EXERCISE DIRECTIONS
Every line in the entries that holds the word "filter" counts toward the answer, which should be a single number.

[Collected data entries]
============
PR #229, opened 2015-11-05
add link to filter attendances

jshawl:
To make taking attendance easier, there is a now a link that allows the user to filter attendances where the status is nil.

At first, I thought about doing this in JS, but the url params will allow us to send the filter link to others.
============
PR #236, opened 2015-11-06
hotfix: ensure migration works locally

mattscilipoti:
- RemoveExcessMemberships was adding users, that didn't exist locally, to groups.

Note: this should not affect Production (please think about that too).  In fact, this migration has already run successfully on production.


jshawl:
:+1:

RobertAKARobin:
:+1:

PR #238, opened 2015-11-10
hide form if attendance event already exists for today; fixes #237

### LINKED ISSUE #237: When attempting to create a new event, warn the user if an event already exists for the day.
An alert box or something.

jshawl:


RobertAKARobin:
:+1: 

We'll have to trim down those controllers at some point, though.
============
ANSWER BOX
3